Car engine problems come in many forms and have many different signs something is wrong. Most commonly, though, you’ll hear some sort of noise that indicates there’s an issue.
Occasionally, you may hear a ‘ticking’ sound. If you do, there’s some information that you’ll need to keep in mind.
Not sure where to start? Don’t worry, we’ve got you covered.
Let’s take a look at everything you need to know about why your car’s engine could be making a ticking noise.
An Oil-Related Problem
If your vehicle has a low oil level, a faulty oil pump, or low oil pressure, it’s not uncommon for you to hear a ticking noise while you’re driving. If your engine isn’t properly lubricated due to any of the above causes, a ticking noise will result from its parts coming into contact with each other as it functions.
As you may expect, this can lead to severe damage to your vehicle over time and is something that should be investigated immediately if you suspect this may be the cause. You also run the risk of putting the safety of both yourself and other drivers in jeopardy.
An Exhaust Leak
Although it may not seem like a week could result in this type of sound, it’s actually a fairly common symptom. This is especially true when you rev your car’s engine.
A simple way to tell the difference between an exhaust leak and oil pressure is to put your car in park and press the gas pedal until you reach approximately 2500 RPM. If the sound tends to go away at this point, it’s more than likely an exhaust leak.
If the sound continues indefinitely, it’s often an oil-related issue. Both issues should only be repaired by an experienced professional to avoid any other complications fro arising in the future.
Spark Plug Issues
Since each cylinder of your engine is sealed with a spark plug, it’s not uncommon to hear a clicking noise if one becomes loosened or damaged. The same can be said for any type of wire that’s connected to your engine.
In many cases, simply replacing the spark plug will be able to alleviate the issue. Sometimes, though, faulty spark plugs can result in damage to the engine’s hardware and often requires the attention from a professional in order to fix it.
As your engine fan rotates, it will likely produce a notable amount of noise. But, a ticking sound isn’t something that’s typical.
The most common culprit is a fan blade that’s loose or chipped. There could also be debris stuck in the fan, as well.
Fortunately, this problem is relatively easy to diagnose and often involves taking a quick look under the hood car. Damage is often immediately evident, allowing you to move forward with a solution.
Problems With Your Vehicle’s Ignition
Under normal circumstances, your engine’s cylinders will fire at specific intervals. If this timing is off, you may find that you hear a clicking sound while you operate your vehicle. This can become increasingly true at higher speeds.
Although this is often caused by carbon buildup, using poor quality fuel in your car may also result in this scenario. You can easily determine if this is the case by using higher-octane fuel the next time you fill up your car.
As you may expect, this is most common with cars that are specifically designed to take premium fuel. Using lower-quality fuel in these vehicles will easily result in long-term issues that could manifest as engine noises.
According to Steve Pinney from Fullthrottleautoservice.com, a ticking sound coming from your engine could be a sign that your timing belt is failing. This is a scenario that requires immediate attention.
The cause of your ticking noise could be a loose part in general. Even a relatively small part located somewhere in between the hardware underneath your car’s hood could produce a similar noise as you drive.
The issue here, though, is that it’s not always immediately apparent that a part is loose— especially if you aren’t able to see it.
But, if you were recently involved in a collision of any sort and noticed the ticking noise afterward, it’s likely that something was knocked loose.
Typical parts that could be the source of the noise include brackets, heat shields, and anything else that could come into physical contact with another part of your car while you’re driving.
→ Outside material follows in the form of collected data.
PR #5451, opened 2022-02-22
bump to ruby 2.7.5 and alpine 3.15 for base image

orangewolf:
Update Ruby and Alpine version for the Docker images

There is a change in Ruby 2.7.5 that makes the very obsolete `require 'enumerator'` call fail. This require hasn't been necessary since ruby 1.8.7 was released, but was common practice for some time. Ruby gems like `oai` and `edtf` have not been updated to support Ruby 2.7.5 yet, so that may be a factor in merging this code.  We use the following patch to make those libraries work:

```
sed -i '/require .enumerator./d' /usr/local/bundle/gems/oai-1.1.0/lib/oai/provider/resumption_token.rb && \
sed -i '/require .enumerator./d' /usr/local/bundle/gems/edtf-3.0.5/lib/edtf.rb
```

Advantages to this change are current versions of Alpine and Ruby that are fully patched.

* Build the dassie app and see that Hyrax still functions properly

@samvera/hyrax-code-reviewers

### DIFF
--- a/.dassie/Gemfile
+++ b/.dassie/Gemfile
@@ -8,7 +8,7 @@ else
 end
 git_source(:github) { |repo| "https://github.com/#{repo}.git" }
 
-ruby '2.7.4'
+ruby '2.7.5'
 
 # Bundle edge Rails instead: gem 'rails', github: 'rails/rails'
 gem 'rails', '~> 5.2.4', '>= 5.2.4.4'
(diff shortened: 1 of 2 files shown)


dunn (approved):

orangewolf:
closing this in because of #5629 which is the same code on top of main

PR #5454, opened 2022-02-22
add adminset title to work solrdoc

### LINKED ISSUE #5450: Cannot change admin set when using AdministrativeSets
### Descriptive summary

Setting the admin set during create or editing a work and changing the admin set, does not move the work from the Default Admin Set to the newly selected admin set.

### Rationale

Changing admin sets is a core behavior and should work for ActiveFedora AdminSets and Valkyrie AdministrativeSets.

### Expected behavior

Edit work and change the Administrative Set for the work should update which admin set the work is in.

### Actual behavior

Edit work and change the Administrative Set for the work has no impact on the admin set.

Configure Hyrax:
```
```
2. restart rails app
3. Make sure regular `hyrax-development` and `hyrax-valkyrie-dev` solr cores are running .  _Your core names may vary depending on how you start them and how they are configured in the app._
4. Make sure you have access to the datastore (i.e. postgres)

NOTE: For testing of nurax-pg, the solr core is typically named nurax-pg.

Create an admin set
1. navigate to: Dashboard -> Collections
2. select type: Admin Set
4. set Title: My Admin Set (or other meaningful name)
5. click Save

#### To reproduce:

1. navigate to: Dashboard -> Works
2. click button: Add new work
3. select type: Monograph (needs to be a Valkyrie resource)
4. fill in required metadata and upload file if needed
5. click tab: Relationships
6. under Administrative Set, select the admin set created in the prerequisites
7. click button: Save

This forwards to the new work's show page.  The admin set relationship does not show in the Relationships section.

8. click button: Edit
9. click tab: Relationships

The admin set is set to the Default Admin Set instead of the one you selected.

### Related work

elrayle:
Fixes #5450 

Two changes:
* adding adminset title to work’s solrdoc is required for the relationship to appear on the work’s show page
* resource form’s prepopulator for `admin_set_id` was switched to use the `AdminSetCreateService` which is the preferred way to get the default admin set and is required for non-Wings implementations which cannot use `AdminSet::DEFAULT_ID` as the default admin set id.  This is required for the default admin set to be the default for new works.

@samvera/hyrax-code-reviewers

### DIFF
--- a/app/controllers/concerns/hyrax/works_controller_behavior.rb
+++ b/app/controllers/concerns/hyrax/works_controller_behavior.rb
@@ -176,13 +176,7 @@ module Hyrax
     end
 
     def admin_set_id_for_new
-      # admin_set_id is required on the client, otherwise simple_form renders a blank option.
-      # however it isn't a required field for someone to submit via json.
-      # Set the default admin set if it exists; otherwise, set to first admin_set they have access to.
-      admin_sets = Hyrax::AdminSetService.new(self).search_results(:deposit)
-      return nil if admin_sets.blank? # shouldn't happen
-      return AdminSet::DEFAULT_ID if admin_sets.map(&:id).include?(AdminSet::DEFAULT_ID)
-      admin_sets.first.id
+      Hyrax::AdminSetCreateService.find_or_create_default_admin_set.id.to_s
     end
 
     def build_form
--- a/app/indexers/hyrax/valkyrie_work_indexer.rb
+++ b/app/indexers/hyrax/valkyrie_work_indexer.rb
@@ -14,6 +14,9 @@ module Hyrax
         solr_doc['generic_type_si'] = 'Work'
         solr_doc['suppressed_bsi'] = suppressed?(resource)
         solr_doc['admin_set_id_ssim'] = [resource.admin_set_id.to_s]
+        admin_set_label = admin_set_label(resource)
+        solr_doc['admin_set_sim']   = admin_set_label
+        solr_doc['admin_set_tesim'] = admin_set_label
         solr_doc['member_of_collection_ids_ssim'] = resource.member_of_collection_ids.map(&:to_s)
         solr_doc['member_ids_ssim'] = resource.member_ids.map(&:to_s)
         solr_doc['depositor_ssim'] = [resource.depositor]
@@ -25,6 +28,12 @@ module Hyrax
 
     def suppressed?(resource)
       Hyrax::ResourceStatus.new(resource: resource).inactive?
+    end
+
+    def admin_set_label(resource)
+      return "" if resource.admin_set_id.blank?
+      admin_set = Hyrax.query_service.find_by(id: resource.admin_set_id)
+      admin_set.title
     end
   end
 end
--- a/app/indexers/hyrax/valkyrie_work_indexer.rb
+++ b/app/indexers/hyrax/valkyrie_work_indexer.rb
@@ -31,7 +31,7 @@ module Hyrax
     end
 
     def admin_set_label(resource)
-      return "" if resource.admin_set_id.blank?
+      return if resource.admin_set_id.blank?
       admin_set = Hyrax.query_service.find_by(id: resource.admin_set_id)
       admin_set.title
     end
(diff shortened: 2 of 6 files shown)


app/indexers/hyrax/valkyrie_work_indexer.rb
```diff
@@ -26,5 +29,11 @@ def to_solr # rubocop:disable Metrics/AbcSize, Metrics/CyclomaticComplexity, Met
     def suppressed?(resource)
       Hyrax::ResourceStatus.new(resource: resource).inactive?
     end
+
+    def admin_set_label(resource)
+      return "" if resource.admin_set_id.blank?
```
cjcolvar, line 34: If it is blank should this return nil instead?  If it is nil then the field won't get stored in solr, but I think it will if it is empty string.

app/models/concerns/hyrax/solr_document/metadata.rb
```diff
@@ -52,6 +52,7 @@ def self.coerce(input)
         attribute :read_groups, Solr::Array, ::Ability.read_group_field
         attribute :collection_ids, Solr::Array, 'collection_ids_tesim'
         attribute :admin_set, Solr::Array, "admin_set_tesim"
```
cjcolvar, line 54: Should there be an attribute added for `admin_set_sim`?

app/indexers/hyrax/valkyrie_work_indexer.rb
```diff
@@ -14,6 +14,9 @@ def to_solr # rubocop:disable Metrics/AbcSize, Metrics/CyclomaticComplexity, Met
         solr_doc['generic_type_si'] = 'Work'
         solr_doc['suppressed_bsi'] = suppressed?(resource)
         solr_doc['admin_set_id_ssim'] = [resource.admin_set_id.to_s]
+        admin_set_label = admin_set_label(resource)
+        solr_doc['admin_set_sim']   = admin_set_label
```
cjcolvar, line 18: What is `admin_set_sim` used for?

app/controllers/concerns/hyrax/works_controller_behavior.rb
```diff
@@ -176,13 +176,7 @@ def collections_service
...
 
     def admin_set_id_for_new
-      # admin_set_id is required on the client, otherwise simple_form renders a blank option.
-      # however it isn't a required field for someone to submit via json.
-      # Set the default admin set if it exists; otherwise, set to first admin_set they have access to.
-      admin_sets = Hyrax::AdminSetService.new(self).search_results(:deposit)
-      return nil if admin_sets.blank? # shouldn't happen
-      return AdminSet::DEFAULT_ID if admin_sets.map(&:id).include?(AdminSet::DEFAULT_ID)
-      admin_sets.first.id
+      Hyrax::AdminSetCreateService.find_or_create_default_admin_set.id.to_s
```
cjcolvar, line 179: This is big improvement!

app/indexers/hyrax/valkyrie_work_indexer.rb
elrayle: I do not know if `admin_set_sim` is used.  It was [indexed for ActiveFedora works](https://github.com/samvera/hyrax/blob/main/app/indexers/hyrax/work_indexer.rb#L22-L23), so I added it here too.

app/models/concerns/hyrax/solr_document/metadata.rb
elrayle: Not completely sure.  Title has `_tesim` and `_sim`.  It only has [`title_tesim` in this file](https://github.com/samvera/hyrax/blob/main/app/models/concerns/hyrax/solr_document/metadata.rb#L60).  There are other `_sim` properties indexed, but none of them appear in this file.

app/indexers/hyrax/valkyrie_work_indexer.rb
elrayle: Here is how I believe this is used...
* _tesim - te-tokenized text; s-stored; i-indexed; m-multi-value
* _sim - s-string; i-indexed; m-multi-value

By being indexed, they are both searchable.  By having tokenized and string, they can be searched by token or by the entire string.  Stored is indicating the field is returned as part of the solr document in search results.  It probably doesn't matter which you return, but you only want to return one of them.

app/indexers/hyrax/valkyrie_work_indexer.rb
elrayle: DONE

app/models/concerns/hyrax/solr_document/metadata.rb
elrayle: I'm assuming that the set of attributes are those that can be in the solrdoc for search results.  Since only _tesim is returned in the solrdoc, the _sim version does not need to be an attribute.

cjcolvar (approved):
Looks good!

Fortunately, a clicking noise that stems from a fuel injector likely doesn’t need to be repaired at all. Depending on your vehicle models, you may simply have a car that produces a clicking sound as its fuel injector functions.
For cars with direct injection, the sound is often even more apparent.
If you can narrow down the issue to a fuel injector, it’s nothing to worry about as long as you don’t notice any performance issues. Otherwise, you need to get your car diagnosed by a mechanic.
Identifying Your Car’s Ticking Noise Can Seem Difficult
But it doesn’t have to be.
With the above information about handling your car’s ticking noise in mind, you’ll be well on your way toward making the decision that’s best for you.